Interesting, but wasn't the port HP was working on based on Gingerbread?


----------



## green

txrocker281 said:


> Interesting, but wasn't the port HP was working on based on Gingerbread?


No, it was froyo


----------



## lafester

Very nice! Thanks for keeping up the fight green  do we need to chip in to get the lawyer some compensation?


----------



## Brawlking

2new2care said:


> Im very suprised they released this as it takes away from the webOS developement and marketing of its use.


It doesn't take anything away from webOS, it is now an open source OS so anyone has free access to it, which means even more people can use it, modify it, make their own builds, it may even help to proliferate the use of the OS or build better future OSs.


----------



## green

Brawlking said:


> It doesn't take anything away from webOS, it is now an open source OS so anyone has free access to it, which means even more people can use it, modify it, make their own builds, it may even help to proliferate the use of the OS or build better future OSs.


You mean that webOS will be an open source OS in July, and everybody would be able to build it in August.


----------



## Brawlking

green said:


> You mean that webOS will be an open source OS in July, and everybody would be able to build it in August.


Yes, that is what I mean, but my point is still the same


----------



## EraserXIV

I really hope there will be progress made on the wifi front. Wifi on the CM9 build right now is flakey. Green do you think there's a good chance HP will release the wifi driver? Was there anything included about the hardware omx?


----------



## Joenathan

@Verygreen do you have a twitter?


----------



## green

EraserXIV said:


> I really hope there will be progress made on the wifi front. Wifi on the CM9 build right now is flakey. Green do you think there's a good chance HP will release the wifi driver?

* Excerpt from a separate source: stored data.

PR #577, opened 2020-09-11
#499: "flat" set as default layout

IlyaMoskva:
#499 Fixed and Reworked.


src/test/java/com/artipie/YamlSettingsTest.java
```diff
@@ -46,12 +46,27 @@
...
 
+    @Test
+    public void shouldSetFlatAsDefaultLayout() throws Exception {
+        final YamlSettings settings = new YamlSettings(
+            String.join(
+                "",
+                "meta:\n",
+                "  storage:\n",
+                "    type: s3\n",
+                "    path: /var/artipie/configs\n"
```
olegmoz, line 61: @IlyaMoskva do we really need to provide all that content to `YamlSettings`? I'd suggest to remove not required lines from the test to make it more focused and clear

src/test/java/com/artipie/YamlSettingsTest.java
```diff
@@ -46,12 +46,27 @@
...
+            )
+        );
+        MatcherAssert.assertThat(
+            settings.layout(),
+            Matchers.is("flat")
```
olegmoz, line 66: @IlyaMoskva using `new IsEqual<>()` here will be more in line with code style of the project, see https://github.com/artipie/artipie/blob/master/CONTRIBUTING.md#code-style

olegmoz (changes requested):
@IlyaMoskva thanks, please see two comments

src/test/java/com/artipie/YamlSettingsTest.java
IlyaMoskva: Changed.

src/test/java/com/artipie/YamlSettingsTest.java
IlyaMoskva: Not all, you're right. Fixed.

src/test/java/com/artipie/YamlSettingsTest.java
```diff
@@ -56,14 +57,12 @@ public void shouldSetFlatAsDefaultLayout() throws Exception {
             String.join(
                 "",
                 "meta:\n",
-                "  storage:\n",
-                "    type: s3\n",
-                "    path: /var/artipie/configs\n"
+                "  storage:\n"
```
olegmoz, line 60: @IlyaMoskva and is `storage:` part really needed? We do not access `storage` in this test and I believe the string could be simplified to just `"meta:\n"

olegmoz (changes requested):
@IlyaMoskva thanks, please see one comment

src/test/java/com/artipie/YamlSettingsTest.java
IlyaMoskva: It breaks in constructor or in other place before. Just 'meta:' doesn't work for me.

olegmoz: @IlyaMoskva that's weird, there is just assignment in constructor. Could you please elaborate the problem?

IlyaMoskva: @olegmoz Exactly storage is not necessary here, but empty meta throws Exception in .yamlMapping(YamlSettings.KEY_META) call. It must contain at least something inside. I believe, it's out of scope for this ticket.

olegmoz: @IlyaMoskva got it, thanks

olegmoz (approved):

0crat:
Job `gh:artipie/artipie#577` is not assigned, can't get performer

Issue #569, opened 2020-09-11
Add emails to users


olegmoz:
Users in Artipie have only name and password at the moment. It would be nice to also have option to add email for each user. This email (if set) should be configurable via YAML and be supported by HTTP API as well

olenagerasimova:
@olegmoz do I understand correctly, that we are adding `email` field to `credentials.yaml` like this:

Was there anything included about the hardware omx?


I hope the wifi will be forthcoming, as I clearly identified it as GPL code derivative from the kernel itself.

The HW OMX for ICS depends on 3.0 bits. Backporting all of that to .35 is a lot of work, so the current plan is to instead forward-port touchpad bits to 3.0 kernel from CAF and we are working on it.


----------



## green

Joenathan said:


> @Verygreen do you have a twitter?


I do, but I don't use it, so it's as good as if I did not have it


----------



## frenchbullcho

idk about everyone but i have no problem with wifi.. maybe u guys have to install cm9 correctly..


----------



## papau

green said:


> I hope the wifi will be forthcoming, as I clearly identified it as GPL code derivative from the kernel itself.
> 
> The HW OMX for ICS depends on 3.0 bits. Backporting all of that to .35 is a lot of work, so the current plan is to instead forward-port touchpad bits to 3.0 kernel from CAF and we are working on it.

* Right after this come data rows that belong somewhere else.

Issue #535, opened 2020-08-31
Maven integration tests


g4s8:
Part of #389 Let's add an integration test similar to https://github.com/artipie/artipie/issues/449 to verify Maven repository:
 - Deploy and download release artifact
 - Deploy and download snapshot artifact
 - Download and cache artifact using remote proxy Maven slice

It can be implemented using `org.eclipse.aether` classes similar to https://github.com/artipie/maven-adapter/blob/master/src/test/java/com/artipie/maven/MavenHttpITCase.java

0crat:
@olegmoz[/z](https://www.0crat.com/u/olegmoz) the issue is closed not by @g4s8[/z](https://www.0crat.com/u/g4s8) (its creator); I won't close the order; please, re-open it and ask @g4s8[/z](https://www.0crat.com/u/g4s8) to close it

PR #580, opened 2020-09-11
#535 - Add mavenProxyIT

genryxy:
Part of #535 
Add `MavenProxyIT`. Artifact are downloading from `maven central`.

### DIFF
--- a/src/test/java/com/artipie/maven/MavenProxyIT.java
+++ b/src/test/java/com/artipie/maven/MavenProxyIT.java
@@ -25,7 +25,9 @@ package com.artipie.maven;
 
 import com.amihaiemil.eoyaml.Yaml;
 import com.artipie.ArtipieServer;
-import com.artipie.docker.junit.DockerClientSupport;
+import com.artipie.asto.Key;
+import com.artipie.asto.Storage;
+import com.artipie.asto.fs.FileStorage;
 import com.jcabi.log.Logger;
 import java.nio.file.Files;
 import java.nio.file.Path;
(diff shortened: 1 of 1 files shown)


olegmoz:
@olenagerasimova could you please review this PR?

src/test/java/com/artipie/maven/MavenProxyIT.java
```diff
@@ -0,0 +1,172 @@
...
+        this.cntn.close();
+    }
+
+    @Test
+    void shouldGetArtifactFromLocalAndSaveInCache() throws Exception {
+        final String artifact = "-Dartifact=aspectj:aspectj-ant:1.0.6:jar";
+        this.exec("mvn", "-s", "/home/settings.xml", "dependency:get", artifact);
+        MatcherAssert.assertThat(
+            this.exec(
+                "mvn", "-s", "/home/settings.xml", "dependency:get", artifact
```
olenagerasimova, line 115: @genryxy I see that this command is executed twice, is it really necessary?

olenagerasimova (changes requested):
@genryxy thanks, please, check my comment

src/test/java/com/artipie/maven/MavenProxyIT.java
genryxy: @olenagerasimova thanks. I try to verify that artifacts are cached. Maybe, it would be nice just to check that storage contains the key, but I have some troubles with it therefore implemented so. I'll try to check through storage and execute this command only once.

olenagerasimova: @genryxy have you tried simply check temp directory structure? You can add brake point, copy path and use `ls -la`. As far as see files should be `./subdir/repos/`. When you understand where files are, you can create `FileStorage` instance over subdir and check that files are loaded by corresponding keys

olenagerasimova (changes requested):

src/test/java/com/artipie/maven/MavenProxyIT.java
genryxy: @olenagerasimova yes, I tried to check temp directory. It has `artipie.yaml`, `settings`, `repos/my-maven.yaml`, `repos/_credentials.yml`

olegmoz:
@genryxy @olenagerasimova as I understand, we have Maven proxy broken at the moment. But may we merge the test in disabled state and enable it later when Maven proxy is fixed?

genryxy:
@olegmoz probably we can. In this case I'll need to commit changes with checking that file exist in storage after `dependency:get`.

olegmoz:
@olenagerasimova do you still some issues with this PR? to me it looks ready to be merged

olenagerasimova:
@olegmoz no, don't have any, please, merge

0crat:
Job `gh:artipie/artipie#580` is not assigned, can't get performer

PR #587, opened 2020-09-14
#548 - Tests for GetStorageSlice

olegmoz:
Part of #548 
Added tests for `GetStorageSlice`

### DIFF
--- a/src/test/java/com/artipie/api/artifactory/GetStorageSliceTest.java
+++ b/src/test/java/com/artipie/api/artifactory/GetStorageSliceTest.java
@@ -1,0 +1,132 @@
+/*
+ * The MIT License (MIT)
+ *
+ * Copyright (c) 2020 artipie.com
+ *
+ * Permission is hereby granted, free of charge, to any person obtaining a copy
+ * of this software and associated documentation files (the "Software"), to deal
+ * in the Software without restriction, including without limitation the rights
+ * to use, copy, modify, merge, publish, distribute, sublicense, and/or sell
+ * copies of the Software, and to permit persons to whom the Software is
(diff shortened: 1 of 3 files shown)


src/test/java/com/artipie/api/artifactory/GetStorageSliceTest.java
```diff
@@ -0,0 +1,132 @@
...
+     */
+    @TempDir
+    Path tmp;
+
+    @ParameterizedTest
+    @CsvSource({
+        "flat,my-lib",
+        "org,my-company/my-lib"
+    })
+    void shouldReturnExpectedData(final String layout, final String repo) {
```
olenagerasimova, line 77: @olegmoz `layout` is not used, maybe we can remove it and use `@ValueSource` here

olenagerasimova (changes requested):
@olegmoz just one comment, please, take a look

src/test/java/com/artipie/api/artifactory/GetStorageSliceTest.java
olegmoz: @olenagerasimova it is not used now, but it should be used later. `GetStorageSlice` accepts `Storage` as parameter now, but it should be changed to accept `Settings`, extract repo name from request path using `Settings.layout` and then take `Storage` by repo name. So I started off with wrtiting proper test and will change `GetStorageSlice` to do all that later

olegmoz:
@olenagerasimova answered your question, please review

olenagerasimova (approved):
@olegmoz thanks for the explanation, I see now

0crat:
Job `gh:artipie/artipie#587` is not assigned, can't get performer

PR #153, opened 2016-12-09
fix onActivityResult throws exception if activity is re-created

korelstar:
see https://github.com/stefan-niedermann/OwnCloud-Notes/issues/2#issuecomment-265564930 and https://github.com/stefan-niedermann/OwnCloud-Notes/issues/2#issuecomment-266115838. Only update the changed note if the position exists in the list. If this is not the case, this is due to recreation of the activity and the list will be updated by the background task (with the changed values).


stefan-niedermann:
Merged into `RxMarkdown`-Branch in eeec53a66dbc30413be4c333a5a2777ca0c546f9 and 2db5e81844361188784c0b6a43f1cccd5959e25e

Issue #147, opened 2016-10-26
Move from ownCloud to Nextcloud


stefan-niedermann:
The server side app [moved to nextcloud](https://github.com/owncloud/notes/issues/235).
- [x] Adjust theme to match the lighter blue color set of nextcloud
- [x] Adjust icon
- [x] Refactore code from owncloud to nextcloud
- [x] Adjust README.md in this repository

And if we want to rename the repository itself, too:
- [x] Clone repository to /nextcloud-notes
- [x] Port all issues to the new repository
- [ ] Adjust links on Google Play Store and F-Droid

korelstar:
I think, that's a political decision. For now, the app works with both "clouds" and we don't know what will happen with the "old" owncloud app (maybe all changes in the nextcloud notes app will be backported to owncloud, then this app will keep being compatible).

But if you want to rename this app and move it's repository, please note that you can rename the repository and github will make respective redirects for the git url, issues, etc.: https://help.github.com/articles/renaming-a-repository/

stefan-niedermann:
Links are already adjusted and the only remaining task is new artwork, colors, icons and text in the Play Store - but this has nothing to do with this project in general.

PR #159, opened 2016-12-21
Refactoring: OwnCloudNote -> CloudNote

korelstar:
see #147

This only changes the name of the class `OwnCloudNote`. The package is still `it.niedermann.owncloud.notes`, since changing this will have more impacts.


stefan-niedermann:
Package name will remain `it.niedermann.owncloud.notes`.

PR #172, opened 2017-01-23
trim leading and trailing spaces in the URL

AndyScherzinger:
I added trim() to the URL handling since user typos like a space can be seen (in the text field) but will block the server check. So this change is just for UX reasons. 😸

I am reading the above as saying that you are using Linux kernel _3.0_.bits because ICS is based on Linux kernel _3.0_.- and you are adding TP bits to the code. Using GPL code would not seem to guarantee the wifi experience of WEBOS. Don't you need the wifi setup that HP's TP Froyo android was set up with?


----------



## HY-rowi

it actually would be funny if the HP version android actually has worse device drivers than what we have in cm9...


----------



## Joenathan

papau said:


> I am reading the above as saying that you are using Linux kernel _3.0_.bits because ICS is based on Linux kernel _3.0_.- and you are adding TP bits to the code. Using GPL code would not seem to guarantee the wifi experience of WEBOS. Don't you need the wifi setup that HP's TP Froyo android was set up with?


If I'm reading this correctly,

In his post he is talking about the 3.0 kernel in relation to OMX(OpenMAX) or Hardware acceleration not in relation to WiFi.

He is saying the WiFi driver looks as if it is licensed under the GPL, so they will have to release it if that is so, that WiFi driver was coded for Froyo.


----------



## green

papau said:


> I am reading the above as saying that you are using Linux kernel _3.0_.bits because ICS is based on Linux kernel _3.0_.- and you are adding TP bits to the code. Using GPL code would not seem to guarantee the wifi experience of WEBOS. Don't you need the wifi setup that HP's TP Froyo android was set up with?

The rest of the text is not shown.